Neurobiologically Realistic Determinants of Self-Organized Criticality in Networks of Spiking Neurons

Self-organized criticality refers to the spontaneous emergence of self-similar dynamics in complex systems poised between order and randomness. The presence of self-organized critical dynamics in the brain is theoretically appealing and is supported by recent neurophysiological studies. Despite this, the neurobiological determinants of these dynamics have not been previously sought. Here, we systematically examined the influence of such determinants in hierarchically modular networks of leaky integrate-and-fire neurons with spike-timing-dependent synaptic plasticity and axonal conduction delays. We characterized emergent dynamics in our networks by distributions of active neuronal ensemble modules (neuronal avalanches) and rigorously assessed these distributions for power-law scaling. We found that spike-timing-dependent synaptic plasticity enabled a rapid phase transition from random subcritical dynamics to ordered supercritical dynamics. Importantly, modular connectivity and low wiring cost broadened this transition, and enabled a regime indicative of self-organized criticality. The regime only occurred when modular connectivity, low wiring cost and synaptic plasticity were simultaneously present, and the regime was most evident when between-module connection density scaled as a power-law.

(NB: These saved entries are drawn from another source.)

PR #744, opened 2020-07-27
Allow prison to prison transfers (allocations) to be created in Nomis

smoothcontract:
### Jira link

P4-1949

### What?

- [x] Add new `create_in_nomis` parameter to existing `POST /move_events/approve' endpoint
- [x] Add new `Allocations::CreateInNomis` service
- [x] Add new `NomisClient::Allocations` client service

### Why?

- This is to support creating prison to prison transfers (aka allocations) in Nomis automatically when the singleton move request is approved in the front end. Further PR's will do the same when updating existing allocation profiles.

- Note that the front end always receives a success response regardless of the Nomis response. We do not wish to block front end in the event of Nomis failure, so must return a success response. Unfortunately we do not have a mechanism to return a success response with associated warnings (e.g. the move was approved but Nomis was not updated).

### Have you? (optional)

- Integrates with a new (or at least not used yet) Nomis endpoint, so will require end to end testing
- Introduces a new optional attribute to existing API endpoint, so does not affect production API

### DIFF
--- a/app/controllers/api/move_events_controller.rb
+++ b/app/controllers/api/move_events_controller.rb
@@ -8,7 +8,7 @@ module Api
     before_action :validate_idempotency_key
     around_action :idempotent_action
 
-    APPROVE_PARAMS = [:type, attributes: %i[timestamp date]].freeze
+    APPROVE_PARAMS = [:type, attributes: %i[timestamp date create_in_nomis]].freeze
     CANCEL_PARAMS = [:type, attributes: %i[timestamp cancellation_reason cancellation_reason_comment notes]].freeze
     LOCKOUT_PARAMS = [:type, attributes: %i[timestamp notes], relationships: { from_location: {} }].freeze
     REDIRECT_PARAMS = [:type, attributes: %i[timestamp notes], relationships: { to_location: {} }].freeze
--- a/app/lib/nomis_client/allocations.rb
+++ b/app/lib/nomis_client/allocations.rb
@@ -8,18 +8,7 @@ module NomisClient
 
         NomisClient::Base.post(allocations_path, body: body_params.to_json)
       rescue OAuth2::Error => e
-        Raven.capture_message(
-          'Allocations::CreateInNomis Error!',
-          extra: {
-            allocations_route: allocations_path,
-            body_params: body_params,
-            nomis_response: {
-              status: e.response.status,
-              body: e.response.body,
-            },
-          },
-          level: 'error',
-        )
+        log_exception('Allocations::CreateInNomis Error!', allocations_path, body_params, e)
 
         e.response
       end
--- a/app/lib/nomis_client/allocations.rb
+++ b/app/lib/nomis_client/allocations.rb
@@ -1,0 +1,28 @@
+# frozen_string_literal: true
+
+module NomisClient
+  class Allocations < NomisClient::Base
+    class << self
+      def post(booking_id:, body_params: {})
+        allocations_path = "/bookings/#{booking_id}/prison-to-prison"
+
+        NomisClient::Base.post(allocations_path, body: body_params.to_json)
+      rescue OAuth2::Error => e
+        Raven.capture_message(
+          'Allocations::CreateInNomis Error!',
+          extra: {
+            allocations_route: allocations_path,
+            body_params: body_params,
+            nomis_response: {
+              status: e.response.status,
+              body: e.response.body,
+            },
+          },
+          level: 'error',
+        )
+
+        e.response
+      end
+    end
+  end
+end
--- a/app/models/move_event.rb
+++ b/app/models/move_event.rb
@@ -1,8 +1,12 @@
 class MoveEvent < Event
   # NB: this class exposes a few methods specific to moves to the Event model
 
+  def create_in_nomis?
+    @create_in_nomis ||= option_selected?(:create_in_nomis)
+  end
+
   def rebook?
-    @rebook ||= event_params.dig(:attributes, :rebook).to_s == 'true'
+    @rebook ||= option_selected?(:rebook)
   end
 
   def date
@@ -19,5 +23,11 @@ class MoveEvent < Event
 
   def cancellation_reason_comment
     @cancellation_reason_comment ||= event_params.dig(:attributes, :cancellation_reason_comment)
+  end
+
+private
+
+  def option_selected?(attribute_name)
+    event_params.dig(:attributes, attribute_name).to_s == 'true'
   end
 end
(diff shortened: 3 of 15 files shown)


app/controllers/api/move_events_controller.rb
```diff
@@ -8,7 +8,7 @@ class MoveEventsController < ApiController
     before_action :validate_idempotency_key
     around_action :idempotent_action
 
-    APPROVE_PARAMS = [:type, attributes: %i[timestamp date]].freeze
+    APPROVE_PARAMS = [:type, attributes: %i[timestamp date create_in_nomis]].freeze
```
willfish, line 11: This feels like a weird place for a special snowflake optional parameter. How do you feel about a query param or making it part of meta? The resource attributes usually map directly onto the entity attributes in the database, etc?

app/lib/nomis_client/allocations.rb
```diff
@@ -0,0 +1,28 @@
...
+    class << self
+      def post(booking_id:, body_params: {})
+        allocations_path = "/bookings/#{booking_id}/prison-to-prison"
+
+        NomisClient::Base.post(allocations_path, body: body_params.to_json)
+      rescue OAuth2::Error => e
+        Raven.capture_message(
+          'Allocations::CreateInNomis Error!',
+          extra: {
+            allocations_route: allocations_path,
```
willfish, line 14: Could we generalise this to path and have this exception method in the base client or something that makes other similarly propagated exceptions conform to the same schema?

app/models/move.rb
```diff
@@ -119,6 +119,10 @@ def rejected?
     cancellation_reason == CANCELLATION_REASON_REJECTED
   end
 
+  def nomis_event_id
```
willfish, line 122: What's the reasoning behind last, here? I'm wondering whether we could flag the meaning better with a rename of this method: `most_recent_nomis_event_id`?

app/services/event_log/move_runner.rb
```diff
@@ -16,6 +16,7 @@ def call
         when Event::APPROVE
           move.status = Move::MOVE_STATUS_REQUESTED
           move.date = event.date
+          Allocations::CreateInNomis.call(move) if event.create_in_nomis?
```
willfish, line 19:
```suggestion
          Allocations::CreateInNomis.call(move) if event.create_in_nomis? && move.latest_nomis_booking_id
```

willfish, line 19:
```suggestion
          Allocations::CreateInNomis.call(move) if event.create_in_nomis? && move&.person&.latest_nomis_booking_id.present?
```

spec/models/move_spec.rb
```diff
@@ -219,8 +219,28 @@
...
+
+      it 'returns the most recent nomis_event_id' do
+        expect(move.nomis_event_id).to eq(654_321)
+      end
+    end
+  end
+
   describe '#nomis_event_id=' do
-    subject(:move) { create :move }
+    subject(:move) { build :move }
```
willfish, line 243: 🎉

app/models/move_event.rb
```diff
@@ -1,8 +1,12 @@
 class MoveEvent < Event
   # NB: this class exposes a few methods specific to moves to the Event model
 
+  def create_in_nomis?
```
cwrw, line 4: can you add a test for this? (although rest of those aren't tested previously 🤔 )

app/models/move.rb
cwrw: this is slightly confusing as we have a `nomis_event_id` column on the model as well, so not sure if that is the most recent?

app/services/allocations/create_in_nomis.rb
```diff
@@ -0,0 +1,28 @@
+module Allocations
+  class CreateInNomis
+    def self.call(move)
+      booking_id = move.person.latest_nomis_booking_id
+
+      body = {
+        booking_id: booking_id,
+        body_params: {
+          fromPrisonLocation: move.from_location.nomis_agency_id,
```
cwrw, line 9: could we ever have an empty nomis agency id?

app/services/allocations/create_in_nomis.rb
```diff
@@ -0,0 +1,28 @@
...
+          toPrisonLocation: move.to_location.nomis_agency_id,
```
cwrw, line 10: if we don't have a to location, will that be ok with nomis (I know we have a type of move that allows this to be nil) but wondering what the implications are on nomis?

app/controllers/api/move_events_controller.rb
smoothcontract: Not sure I agree. This will be a checkbox on the form that the user ticks if they want the event created in Nomis, or leave unticked if they don't. So it seems reasonable to treat this in the same way as the date input on the same form.

app/models/move.rb
smoothcontract: Agree that this is confusing - it's a long story but this PR explains things. Once merged I can rebase and remove this custom method. https://github.com/ministryofjustice/hmpps-book-secure-move-api/pull/747

app/models/move_event.rb
smoothcontract: Discussed offline - has coverage via the move runner specs for true/false scenarios.

app/services/allocations/create_in_nomis.rb
smoothcontract: No, the location data is all imported from Nomis and is returned from the Nomis API with an id (primary key) for each location.

app/services/allocations/create_in_nomis.rb
smoothcontract: Good catch. Will add coverage and a nil guard for this

app/services/event_log/move_runner.rb
smoothcontract: I'd prefer to add that check inside the service. Will update.

spec/models/move_spec.rb
smoothcontract: Every optimisation helps... but this is soon to be removed completely 💣

spec/models/move_spec.rb
```diff
@@ -219,8 +219,28 @@
     it { is_expected.to validate_presence_of(:reference) }
   end
 
+  describe '#nomis_event_id' do
```
smoothcontract, line 222: This will be removed after this gets merged: https://github.com/ministryofjustice/hmpps-book-secure-move-api/pull/747

app/controllers/api/move_events_controller.rb
willfish: Beyond a subjective sense of how things should be I don't really have much more to say 🎉 .

spec/models/move_spec.rb
willfish: 👍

The regime was robust to variations in other neurobiologically relevant parameters and favored systems with low external drive and strong internal interactions. Increases in system size and connectivity facilitated internal interactions, permitting reductions in external drive and facilitating convergence of postsynaptic-response magnitude and synaptic-plasticity learning rate parameter values towards neurobiologically realistic levels. We hence infer a novel association between self-organized critical neuronal dynamics and several neurobiologically realistic features of structural connectivity. The central role of these features in our model may reflect their importance for neuronal information processing.